## What is required
Output the entire listing without altering anything.
________________________
PR #58, opened 2016-03-10
Revert to read key material from file

warrenbailey:
**What**
Elastic Beanstalk does not like keys in environment variables. Temporarily revert back to loading key material from file with the environment variable point to the location of file on disk.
________________________
## Task answer
PR #58, opened 2016-03-10
Revert to read key material from file

warrenbailey:
**What**
Elastic Beanstalk does not like keys in environment variables. Temporarily revert back to loading key material from file with the environment variable point to the location of file on disk.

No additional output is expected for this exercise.